Perchè questa rubrica? Molto semplice: molti volti e nomi che ruotano attorno al mondo Apple sono molto famosi, altri lo sono stati (o lo sono) meno, ma comunque molto importanti. In questa rubrica vogliamo elencare i nomi, dando anche dei volti a questi nomi, che hanno fatto parte o che fanno ancora parte della storia di questa famosa azienda nata il 1º aprile del 1976.
Iniziamo con uno dei volti più noti della Apple dei primi anni: Steve Wozniak.

(Alcuni si staranno chiedendo: Wozniak? Perchè non iniziare con Jobs? R: Jobs è l’uomo Apple più famoso, una faccia che tutti conoscono e che tutti hanno visto almeno una volta nella vita, non ha senso partire con lui
)
Ecco il primo paragrafo tratto da Wikipedia su Steve Wozniak:
Stephen Wozniak, soprannominato (The) Woz o Wizard of Woz (Sunnyvale, 11 agosto 1950), è un informatico statunitense. È conosciuto come uno dei fautori della rivoluzione dei personal computer. Sebbene il suo contributo sia stato principalmente rivolto verso la realizzazione di tecnologie e la risoluzione di problemi tecnici, la sua dimestichezza con l’elettronica e la sua capacità quasi leggendaria di ridurre la complessità e quindi i costi delle componenti elettroniche lo hanno reso una delle figure più note nel mondo dell’informatica. Infatti è stato lui a progettare l’Apple I, il primo personal computer pronto all’uso.
Woz è stato uno dei personaggi più importanti della Apple, se non il personaggio più importante dell’informatica moderna, una sorta di padre del Personal Computer.
Uomo dall’intelligenza cristallina, capace di ridurre i problemi più complessi in problemi più semplici, imparò le leggi dell’elettricità e le basi dell’elettronica con il padre Jerry (dipendente della Lockheed Corporation) già da molto giovane: a soli 8 anni conosceva il funzionamento della quasi totalità dei componenti elettronici: transistor, resistenze, condensatori, ecc… A soli 11 anni divenne il radio amatore con licenza più giovane dello stato, dopo aver costruito la propria radio da solo.

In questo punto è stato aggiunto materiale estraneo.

PR #4681, opened 2024-02-08
[WIP] Add particle thermal boundary condition

RemiLehe:
TODO:
- [ ] Prevent laser particles from calling the boundary condition routines (they should just be absorbed)
- [ ] Test with a laser pulse

### DIFF
--- a/Source/Particles/ParticleBoundaries_K.H
+++ b/Source/Particles/ParticleBoundaries_K.H
@@ -210,14 +210,14 @@ namespace {
             uy = ur*std::sin(y) + ut*std::cos(y);
         }
 #else
-        ux = amrex::RandomNormal(0, boundaries.u_th, engine);
-        uy = amrex::RandomNormal(0, boundaries.u_th, engine);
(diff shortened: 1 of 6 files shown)


Source/Particles/ParticleBoundaries_K.H
```diff
@@ -64,6 +64,76 @@ namespace ApplyParticleBoundaries {
         }
     }
 
+
+namespace {
```
RemiLehe, line 68: This function should be in a separate `.H` file.

archermarx:
Neat! My understanding is this is effectively a diffuse thermal reflection BC, so particles that hit the boundary have their velocities resampled according to a provided thermal velocity?

RemiLehe:
@archermarx Yes, that's correct.
It is supposed to model what happens if the simulation box was embedded in an infinite plasma with a finite temperature.
The PR also includes some changes for the field boundary conditions, which I will later extract in a separate PR to clean things up.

A 13 anni costruì il suo primo computer a transistor confermando delle potenzialità infinite. Wozniak era cristiano, molto credente, persona con una solida moralità la cui missione nella vita era quella di creare invenzioni che potessero aiutare la gente. Costruì molti aggeggi per fare scherzi e quindi far ridere la gente, oltre che per aiutarla in molti ambiti toccati nella quotidianità.
Con il passare degli anni, crebbe molto sotto il profilo tecnico, migliorando di giorno in giorno il valore tecnico delle proprie invenzioni, riuscendo anche a diminuirne i costi di produzione.
Conobbe Steve Jobs all’università di Berkeley. L’incontro avvenne nell’ambito del progetto “Blue Box”, apparecchi in grado di emulare le frequenze delle apparecchiature telefoniche. Cosa che permetteva a queste scatole di essere utilizzate per effettuare telefonate gratis, ovviamente truffando le compagnie telefoniche.
Divenne, dopo qualche anno e grazie al padre, uno degli inventori della Hewlett Packard, alla quale mostrava le proprie invenzioni, tra cui anche il primo prototipo di Apple I. Computer che fù rifiutato dalla HP.
Da quel momento nacque la Apple, prima in veste ufficiosa, dopodiché in veste ufficiale e legale.
Woz abbandonò l’Apple il 6 febbraio 1985, nove anni dopo aver fondato la compagnia. Wozniak fondò una nuova compagnia chiamata CL9 che si occupava di sviluppare interruttori per uso domestico comandati a distanza. Jobs era infuriato per l’abbandono di Wozniak dell’Apple, lo considerava un affronto e un fatto personale. Fece pressione sui fornitori per boicottare la nuova impresa di Wozniak e i fornitori spaventati dalla potenza economica di Jobs boicottarono Wozniak che dovette chiudere la società. Wozniak rimase molto deluso e amareggiato dal comportamento di Jobs. (fonte: Wikipedia)
Per chi volesse approfondire l’argomento, consiglio vivamente: iWoz, libro molto interessante e molto ben curato sulla vita di Steve Wozniak.
Per questa puntata é tutto, alla prossima!